Des risottos aux sauces, les champignons sont depuis longtemps un incontournable de la cuisine. Aujourd'hui, les champignons montrent qu'ils peuvent offrir bien plus que de la saveur :ils constituent un matériau durable et souple pour l'industrie de la mode.
Les chercheurs utilisent la structure en forme de toile du système racinaire du champignon, le mycélium, comme alternative aux fibres synthétiques pour les vêtements et d'autres produits tels que les sièges d'auto.
"C'est définitivement un changement de mentalité dans le processus de fabrication", a déclaré Annalisa Moro, chef de projet européen chez Mogu, basée en Italie, qui fabrique des produits de décoration d'intérieur à partir du mycélium. "Vous collaborez vraiment avec la nature pour faire pousser quelque chose plutôt que de le créer, donc c'est plutôt futuriste."

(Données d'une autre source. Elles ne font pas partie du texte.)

PR #11023, opened 2022-01-03
Fixed #11021 | Table ColResize Expand Mode not Compatible with Table …

### LINKED ISSUE #11021: Table | ColResize Expand Mode not Compatible with Table Scroll
Reported by PRO user.

cetincakiroglu:


dbelob:
@cetincakiroglu @yigitfindikli Maybe should be added `:not(.p-frozen-column)` in fix?
(not `:not(.p-forzen-column)`, misspelling in CSS class name)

Mogu, situé à 50 kilomètres au nord-ouest de Milan, gère une initiative de recherche visant à développer des tissus non tissés à base de fibres de mycélium pour l'industrie textile.
Appelé MY-FI, le projet se déroule sur quatre ans jusqu'en octobre 2024 et rassemble des entreprises, des instituts de recherche, des organisations industrielles et des établissements universitaires de toute l'Europe.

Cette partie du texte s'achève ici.